On Jan. 30, 2017, Iran tested a new ballistic missile, seemingly the long-range Khorramshahr. In response, the White House announced sanctions against 25 Iranian individuals and companies. It’s a small reaction to an extraordinary provocation that rips away the curtain obscuring America’s foreign-policy decisions, past and present.
The past first. Sen. Bob Corker (R-Tenn.) congratulated the White House on the sanctions, which was a little hypocritical since he was one of the people who caused the problem in the first place.

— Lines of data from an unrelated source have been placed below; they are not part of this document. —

PR #906, opened 2017-06-30
Further docking AP fixes

Starwaster:
* Better handling of lateral separation closure to address issue where MJ doesn't want to close the final half meter of distance between docking axes. This is done by slowing closure rate down the Z axis and increasing lateral axis closure rate.

### DIFF
--- a/MechJeb2/MechJebModuleDockingAutopilot.cs
+++ b/MechJeb2/MechJebModuleDockingAutopilot.cs
@@ -46,6 +46,8 @@ namespace MuMech
         Vector3d zAxis;
         public double zSep;
         public Vector3d lateralSep;
+        public double relativeZ;
+        public double relativeLateral;
 
         ITargetable lastTarget;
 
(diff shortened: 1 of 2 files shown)


Starwaster:
There further seems to be a discrepancy with MechJebModuleRCSController.SetTargetWorldVelocity() in that very low velocity changes are unable to keep up with the target. This is more readily apparent when very low velocity limits are manually set in the docking AP GUI, something like 0.01 m/s renders the AP incapable of keeping up with the target. 

This could be why the docking AP seems so reluctant to close the final lateral gap between the two docking port axes. The closer it gets the lower it wants to reduce closure rate. It wrongfully appears as though the docking AP has simply stopped trying to close, or as if it is targeting the wrong point in space. (a common yet incorrect assessment among MJ2 users on the forums)

sarbian:
It is most likely a problem with math done 1 frame in the past. It tries to dock with the last frame position or something like that.

Starwaster:
I thought about that but gave up on trying to trace the callbacks.

I guess that's why doubling the lateral closure rate works then. If the port is going to end up one frame past where it thinks it's going to be then effectively I'm moving it two frames worth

In negotiating the secret Iran deal, President Barack Obama took the position that it wasn’t a treaty and therefore didn’t require Senate ratification under the Constitution. Had it been a treaty, Obama would’ve needed two-thirds of the upper chamber’s votes — which he wouldn’t have gotten.
Instead, Corker flipped the procedure around with a motion to condemn the treaty, which would’ve required a two-thirds vote to override a presidential veto. That wasn’t going to happen, so Obama got his treaty.
But what was in the treaty? Ah, that was the great thing. No one knew. And now the Iranians are telling us that Obama secretly promised them they could build ballistic missiles capable of a 2,000-mile flight.
Why that number? Because the Iranians insisted they wanted to be able to strike every part of Israel, and the European members of the six-party Iran talks — Germany, France and Britain — didn’t mind so long as Iran couldn’t build longer-range missiles that could reach them. No skin off their noses if Israel were destroyed.
Now here’s where it gets interesting. The administration thought the Iranian missile launched last month was a medium-range Shahab missile (postmarked Israel-only). It seems to have taken that from a speech by Iranian Defense Minister Hossein Dehghan last September.
The problem is, that’s not what Dehghan said, according to the Middle East Media Research Institute. The Iranians have been phasing out the Shahab missile, and what he was referring to were long-range missiles such as the Khorramshahr, which he said would be operational by March 2017, along with similar long-range surface-to-surface missiles.
The new missiles have a range of 2,500 to 5,000 miles and could easily reach all of Europe. Add a range of another 500 miles and that includes Boston. At the same time that we gave Iran the green light for its nuclear program, we gave it the means to attack us.
Lest any doubt remain, we watered down a UN Security Council resolution that might have gotten in the way.